Вот оно как! Пятый месяц на Кавказе, и, может быть, еще бы столько прошло до первой вести, если бы Купидо сердца не подогнало лозою[[16 — Неточная цитата из комедии Я. Б. Княжнина «Неудачный примиритель, или Без обеду домой поеду» (1787), которую учащиеся Нежинской гимназии разыгрывали в 1827 г. (Акад., X, № 52, 53).]]. Впустили молодца на Кавказ. Ой лыхо закаблукам, достанетця й передам[[17 — Припев украинской плясовой песни.]]. Знаешь ли, сколько раз ты в письме своем просил меня не забыть прислать нот? Шесть раз: два раза сначала, два в середине да два при конце. Ге, ге, ге! Дело далеко зашло. Я, однако ж, тот же час решился исполнить твою просьбу; для этого довольно бы тебе раз упомянуть. Я обращался к здешним артисткам указать мне лучшее; но Сильфида Урусова и Ласточка[[18 — Гоголь намекает, вероятно, на строку стихотворения П. А. Вяземского «К А. О. Росетти (Смирновой)» (1831): «Живее ласточки она».]] Розетти требовали непременно, что<бы> я поименовал Великодушную Смертную[[19 — Вероятно, Эмилия Александровна Клингенберг (1815–1891), падчерица генерала П. С. Верзилина, с 1851 г. – жена двоюродного брата М. Ю. Лермонтова А. П. Шан-Гирея.]], для которой так хлопочу. Как мне поименовать, когда я сам не знаю, кто она. Я сказал только, что средоточие любви моей согревает ледовитый Кавказ и бросает на меня лучи косвеннее северного солнца. Как бы то ни было, только забрал все, что было лучшего в здешних магазинах. Французские кадрили в большой моде здесь Титова. Однако ж я посылаю тебе и Россини, несколько французск<их> романсов, русских новых песен, всего на тридцать рублей. Да что за вздор такой ты мелешь, что пришлешь мне деньги после. К чему это? Я тебе и без того должен 65 рублей. Я думал было и на остальные набрать тебе всякой всячины, конфект и прочего, да раздумал: может быть, тебе что нужнее будет. Ты, пожалуйста, без церемоний напиши, что прислать тебе на остальные 35 рублей, и я немедленно вышлю. В здешних магазинах получено из-за моря столько дамских вещей и прочего, и все совершенное объедение.

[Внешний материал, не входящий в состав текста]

PR #199, opened 2021-05-06
Cleanup dependencies in cloud apps and dc tools

Kirill888:
Making sure that AZURE/GCP/THREDDS are only pulled in if requested, adding some
missing dependencies (sat-search, toolz, pyyaml)


Kirill888:
@whatnick just for your info, cloud apps will now need extra feature flags for AZURE and THREDDS, so if you have dockers that need those take note.

PR #200, opened 2021-05-10
Dataset and product fusing

kieranricardo:
This PR adds strict dataset and product fusing. Currently this sets the lineage of the fused datasets to simply be the parent datasets but this can be changed to accomodate fusing two virtual datasets.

Порося мое давно уже вышло в свет[[20 — Первая часть «Вечеров на хуторе близ Диканьки» (вышла в свет в сентябре 1831 г.).]]. Один экземпляр послал я к тебе в Сорочинцы. Теперь, я думаю, Василий Иванович, совокупно с любезным зятем, Егором Львовичем[[21 — Е. Л. Лаппо-Данилевский.]], его почитывают. Однако ж, на всякий случай, посылаю тебе еще один. Оно успело уже заслужить славы дань, кривые толки, шум и брань[[22 — Цитата из «Евгения Онегина» (гл. первая, строфа LX). К ноябрю 1831 г. в связи с выходом первой части «Вечеров…» в печати успела появиться весьма сочувственная рецензия Л. Якубовича, в которую была включена цитата из письма Пушкина к А. Ф. Воейкову с восторженным отзывом о книге Гоголя (Лит. прибавл. к РИн, 1831, № 79), сочувственная рецензия за подписью «В» (вероятно, В. Ушакова) (СПч, 1831, № 219, 220) и весьма сдержанная рецензия в «Московском телеграфе» (1831, № 17).]]. В Сорочинцы я тебе отправил и Ольдекопов словарь[[23 — Изданные Е. И. Ольдекопом «Карманный словарь российско-немецкий и немецко-русский» (1824–1826) или «Новый карманный словарь французско-русский и русско-французский» (1830).]]. Письмо твое я получил сегодня, то есть 2 ноября (писанное тобою 18 октября). Пишу ответ сегодня же, а отправляю завтра. Кажется, исправно, зато день хлопот. Это я для того тебе упоминаю, чтобы ты умел быть благодарным и писал в следующем письме подробнее. Напиши также, в который день ты получишь письмо мое вместе с сею посылкою. Мне любопытно знать, сколько времени оно будет по почте идти к тебе.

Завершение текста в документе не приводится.